Pensai a Ray. Mi aveva detto che il serpente avrebbe dovuto far soffrire e uccidere me, e al tempo stesso continuare quello che era stato il lavoro che lui, anni prima, aveva iniziato. Non aveva confessato nessun delitto, ma io ero certo che lui fosse colpevole degli omicidi avvenuti tra il 2003 e il 2006. Le sue allusioni erano state chiare. Così come era chiaro che Lee Greyson fosse uno squilibrato. Era stato in qualche modo assoggettato da Ray. Probabilmente aveva subito il "fascino" di quelle che erano state le sue imprese anni prima, e poter continuare quell'opera doveva essere stato una sorte di onore per lui. Ora che era morto, di tutta quella follia rimaneva il sangue essiccato. Non era il sangue delle vittime, però. Era quello dei loro genitori, dei loro fratelli e delle loro sorelle. Dei fidanzati, dei futuri mariti e dei futuri figli.

Per quel tipo di dolore non esistevano cure. Le ferite dei sopravvissuti non sarebbero diventate cicatrici. Sarebbero rimaste aperte per sempre, e avrebbero bruciato per sempre.

<<Non credi che Lee Greyson si sia ucciso, vero, Ryan?>>

Glielo domandai anche se conoscevo già la risposta.

Sapevo che era difficile per una persona tagliarsi la gola arrivando quasi fino in fondo.

<<Non ha importanza, adesso>> disse Ryan. Non c'erano sfumature nella sua voce. Nulla a indicarmi come si sentisse davvero.

Rimasi in silenzio, lo guardai.

<<Dopo la morte di mia figlia ho cercato per anni delle risposte. Avevo una famiglia fantastica, una moglie bellissima. Mi svegliavo presto, andavo a lavorare, tornavo a casa la sera. Dopo gli omicidi di quelle ragazze, e dopo quello di mia figlia, è cambiato tutto. Non mi sono arreso, non ho smesso di credere in Dio, ma ho cominciato a credere molto di più nel destino.>>
<<Nel destino?>>
<<Già. Thomas Lee Grayson è morto. Un pezzo della feccia che ricopre la terra in cui viviamo non è più tra noi. Forse qualcuno l'ha ucciso, e noi continueremo a cercare. Non ci fermeremo. Io non mi fermerò.>>

Lo guardai.

Mi resi conto, in quel momento più che mai, che Ryan Cooper avrebbe lottato contro quei demoni per tutta la vita.

<<Per stanotte, però>> disse, spostando gli occhi su di me per un istante, <<non voglio più pensare a tutta questa storia. Per stanotte ho bisogno di sapere che qualcosa di buono può ancora accadere.>>

Annuii. Pensai per un secondo alla madre di Ray Dwight, Evelin Perth.

La ballerina.

Pensai a Norma, la ragazza che era con lei nelle fotografie. Stavo ancora aspettando che David Hattinson, dal giornale, mi fornisse le informazioni che la riguardavano e di cui avevo bisogno.

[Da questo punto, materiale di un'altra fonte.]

PR #9150, opened 2021-03-18
[BUG] Tfr misc issues

### LINKED ISSUE #8013: BUG: TFR.plot misc issues

eort:
#### Reference issue
Example: Fixes #8013 .

- function returns a list of figures rather than a single figure, for every pick that is being plotted
- the title is set for each figure separately, depending on the arguments of `title` and `combine` in following way:
    - if `title` is `None` or a `String`, set the title of every figure accordingly
    - if `title` is `'auto'` and `combine` is `None`, set the title of every figure to the channel name that is being plotted
    - if `title` is `'auto'` and `combine` is `not None`, set the title to `Avg/Rms` of  <number of picks> sensors
- the documentation now better reflects what is actually done in the function
- fixing bugs related to `plot()`, triggered a bug in `plot_joint()`, or actually the test script of `plot_joint()`. The doc of `plot_joint()` specify only `mean` and `rms` being valid keywords for `combine`, however, in https://github.com/mne-tools/mne-python/blob/f20c60ec23481e8c9888fb9f7da1544378dd2489/mne/time_frequency/tests/test_tfr.py#L551
the function is also tested for `combine is None`. I removed that particular test situation
- some minor issues in the doc string were fixed

#### What else could be done? 
-  When using a `mask`, `mask_cmap` is currently set to `gray`. Perhaps that is just personal style preference, but I find it extremely not pretty. My suggestions would be to use the same colormap as the actual plot is using. Especially if the mask is shown with transparency and not contour
- passing a list of strings as title
- the way the `default` value is specified in the docstring varies across keywords. Is that something that should be unified?
- specify the output as either a list of figures or a figure (if it is only one)
- with default for picks=None, a lot figures will be opened (200+ for only gradiometers in the data). Perhaps there is a warning or something that can be raised before it happens? (I just almost killed my laptop because of it ;) )
- a more elaborate unit test?
 
#### Unrelated issues 
- the `contour` value to `mask_style` does not seem to work
- the colorbar units are missing
- https://github.com/mne-tools/mne-python/blob/a6abf3649bdf754c86bb983f393f690791816048/mne/viz/utils.py#L1819
this function is a bit weird that it only works if the title argument is not None. I'd think it would make more sense to remove the `title` keyword and just assume that if you call that  function, you'll get an output as if `title` was `None`. 

I hope I haven't forgotten anything important :)


cbrnr:
I think returning a list of figures is counter-intuitive. Users will expect the `plot` method to actually produce a plot (just like all other MNE functions). Therefore, returning just one figure with multiple axes is probably the better solution.

eort:
That was also my first hunch, but things get quite convoluted when trying to make reasonably pretty figures. I talked to @sappelhoff about it, and we agreed that it might be easiest to let user take care of subplots in a single figure by using the `axes` keyword. 
I mean, it certainly is possible to swap out figures for subplots, but as far as I can see, it will take quite a bit of digging, and i am not sure the potential gain is worth the effort.

mmagnuski:
@cbrnr 
> Therefore, returning just one figure with multiple axes is probably the better solution.

Returning multpile figures when multiple channels are selected is used frequently in mne (for example in `plot_properties` or the function that produces epoch images IIRC) and is much simpler. One multi-axes figure can be a possible future improvement to keep in mind.

mne/time_frequency/tests/test_tfr.py
```diff
@@ -548,7 +549,7 @@ def test_plot_joint():
 
     topomap_args = {'res': 8, 'contours': 0, 'sensors': False}
 
-    for combine in ('mean', 'rms', None):
+    for combine in ('mean', 'rms'):
```
mmagnuski, line 552: combine is None by default, so we should test this value too.

mmagnuski: The docs say " If None, plot one figure per selected channel." That is the intended behavior, although as you describe, not what the function actually does.

mne/time_frequency/tfr.py
```diff
@@ -1250,34 +1254,44 @@ def _plot(self, picks=None, baseline=None, mode='mean', tmin=None,
...
-            else:
-                ax = axes[idx]
-                fig = ax.get_figure()
+
+        # make sure there are as many axes as there will be channels to plot
+        if isinstance(axes, list) or isinstance(axes, np.ndarray):
+            figs_and_axes = [(ax.get_figure(), ax) for ax in axes]
+        elif isinstance(axes, plt.Axes):
+            figs_and_axes = [(ax.get_figure(), ax) for ax in [axes]]
+        elif axes is None:
```
mmagnuski, line 1282: if `axes` is None and `combine` is not None then there should be only one figure

mne/time_frequency/tfr.py
```diff
@@ -1289,22 +1303,22 @@ def _plot(self, picks=None, baseline=None, mode='mean', tmin=None,
                 yscale=yscale, mask=mask, mask_style=mask_style,
                 mask_cmap=mask_cmap, mask_alpha=mask_alpha)
 
-            if title is None:
-                if combine is None or len(tfr.info['ch_names']) == 1:
-                    title = tfr.info['ch_names'][0]
+            if title == 'auto':
+                if len(tfr.info['ch_names']) == 1:
```
mmagnuski, line 1307: why not leave the `combine is None or ` in the if statement? Now do the same in the else part checking for `if combine is None`.

mne/time_frequency/tfr.py
```diff
@@ -1289,22 +1303,22 @@ def _plot(self, picks=None, baseline=None, mode='mean', tmin=None,
...
+                subtitle = title
+            fig.suptitle(subtitle)
 
-            plt_show(show)
-            # XXX This is inside the loop, guaranteeing a single iter!
-            # Also there is no None-contingent behavior here so the docstring
-            # was wrong (saying it would be collapsed)
-            return fig
+        plt_show(show)
+        return [fig for (fig, ax) in figs_and_axes]
```
mmagnuski, line 1321: You've created 'figs` list earlier on - you can return it here.

mne/time_frequency/tests/test_tfr.py
eort: Are you sure? This looks like `mean` is the default and further down the docs it lists only `mean` and `rms` as possible values. https://github.com/mne-tools/mne-python/blob/f20c60ec23481e8c9888fb9f7da1544378dd2489/mne/time_frequency/tfr.py#L1314

mne/time_frequency/tfr.py
eort: Yes, that would happen here as well. Earlier (new line 1256), `n_picks` is set to `1` if `combine` is not `None`. So that here only a single figure would be created.

mne/time_frequency/tfr.py
eort: Good point. I'll change that back!

mne/time_frequency/tfr.py
eort: Actually, earlier I created a list of (fig, axes) tuples to simplify the the indexing in the loop. So, at the return, I select only the figs, and drop the axes

cbrnr:
I'm fine with returning a list of figures as long as all figures are also displayed.

mmagnuski:
@cbrnr by default they should be, this is how it works in the functions I referred to.

mne/time_frequency/tfr.py
mmagnuski: ok!

mne/time_frequency/tests/test_tfr.py
mmagnuski: Ah, yeas, you are right, I was looking at `tfr.plot()`, not `plot_joint()`

mne/time_frequency/tfr.py
mmagnuski: Right, the `figs` list is only present in one branch.

mmagnuski: The only issue might be that now you always return list of figures, while previously a single figure was returned, so the change may break code that relies on the previous behavior (plotting one channel for example). But its easy to fix so I think it should be ok.

larsoner (commented):
@eort can you add a line to the `BUG` section mentioning this fix, and that a list of figures is now always returned instead of a single figure handle? Otherwise LGTM +1 for merge!

larsoner:
@mmagnuski are you happy here?

mmagnuski:
I am good generally. Although codecov claims that 75% of the diff is covered, so it might be worthwhile to add a test here (for example for the tfr.plot() figure / axis behavior, how titles are created and for the returned list of fig length).

eort:
> can you add a line to the BUG section mentioning this fix, and that a list of figures is now always returned instead of a single figure handle? 

will do.

> so it might be worthwhile to add a test here

I'll have a look whether some more settings can be tested!

larsoner (approved):
LGTM +1 for merge, thanks @eort !

mne/time_frequency/tests/test_tfr.py
```diff
@@ -521,6 +521,7 @@ def test_init_EpochsTFR():
 
 
 def test_plot():
+
```
larsoner, line 524:
```
mne/time_frequency/tests/test_tfr.py:525 in public function `test_plot`:
        D201: No blank lines allowed before function docstring (found 1)
```

eort:
Not sure what exactly is the problem with those older (python?) versions, but it seems like extracting the title text from the figure works differently across versions. 

An alternative to how it is done now, we could use this here: `figs[0]._suptitle().get_text()`, which also works on my system. But it has the drawback of using private functions of matplotlib.

larsoner:
If it's just for the test I would do:
```
try:
    title = figs[0].get_figure().texts[0].get_text()
except Exception:  # old matplotlib version
    title = figs[0]._suptitle().get_text()
assert title == 'title'
```

eort:
Ok. Is there a way to test that without having to push to this PR?

larsoner:
You could install locally an env with an older version of matplotlib. If you want to see how the CIs do it, it's here:

https://github.com/mne-tools/mne-python/blob/main/.github/workflows/compat_old.yml#L36

So something like this should work:
```
conda create -n old numpy=1.15.4 scipy=1.1 matplotlib=3.0.3 pandas=0.23.4 scikit-learn=0.20.2
conda activate old
pip install -r requirements_testing.txt
pytest mne/time_frequency/tests/test_tfr.py -k plot
```

eort:
turns out, the old-compatible version works also for the recent tests. 

Oh, and sorry for the messing up the commit! I think I included previous changes that I didn't have locally yet into the commit

larsoner:
> Oh, and sorry for the messing up the commit! I think I included previous changes that I didn't have locally yet into the commit. I think d0ed820 is all you need.

What's important is that the diff on GitHub looks correct. Does it?

If not, you can push more commits to fix it. Or if you're certain you don't want your last two commits, you could do while on this branch:
```
git reset --hard d0ed820
git push origin -f tfr_misc_issues
```

larsoner (approved):
LGTM, will merge once CIs come back happy, thanks @eort !

PR #9151, opened 2021-03-18
Fix mne.viz.plot_compare_evokeds did not check type of combine

matteoanelli:
It adds the type check of the `combine` parameter and integrates the respective test. 

#### Additional information
Before this fix, the user could pass, for example, a list. Hence, creating unexpected behavior from the plot.

To point out that the documentation correctly specifies that combine must be None, str, or callable(). However, while I was experimenting with this function I found out that there were no specific checks implemented.


agramfort (commented):
can you also add a what's new entry?

thx heaps !

mne/viz/evoked.py
```diff
@@ -2225,6 +2225,9 @@ def plot_compare_evokeds(evokeds, picks=None, colors=None,
     if show_sensors is None:
         show_sensors = (len(picks) == 1)
 
+    if not callable(combine):
+        _validate_type(combine, (None, str), 'combine',
+                       'None, str or callable')
```
hoechenberger, line 2230: Don't we need to test / allow for `callable` here, too?

hoechenberger: @larsoner How would one check for `callable` using `_validate_type`?

hoechenberger: @matteoanelli I just talk to @larsoner and we'll most probably want to enhance `_validate_type()` to accept `callable`. We should do that in a separate PR I would suggest.

Let me know if/when you're available and we can look into this together. otherwise I can start working on it on my own. Thanks!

Stavo per dire qualcosa a Ryan, quando la Jeep si fermò.

Eravamo arrivati all'ospedale.

Sentii il cuore accelerare i battiti e le mani sudare. Avevo cercato di rimandare il più a lungo possibile quel momento, perché la verità era che avevo troppa paura. Avrei voluto trovare scuse o giustificazioni, ma non ne avevo più. Ero paralizzato.

Ryan mi guardò.

<<Avanti, Ethan. Andiamo.>> Lo disse come un padre l'avrebbe detto al figlio che avesse un bisogno folle di una rassicurazione di qualche tipo. E fu proprio quello che mi sembrò Ryan, per un attimo, in quel momento. Un padre.

Scendemmo dalla Jeep, entrammo nell'ospedale. Salimmo al terzo piano, dove l'avevano portata insieme all' altra ragazza trovata nel tunnel dentro la montagna.

Nel momento esatto in cui le porte scorrevoli dell'ascensore si aprirono, vidi i genitori di Marianne seduti su una delle tante panche della sala d'attesa.

Il padre sorreggeva la madre, che non riusciva a smettere di piangere.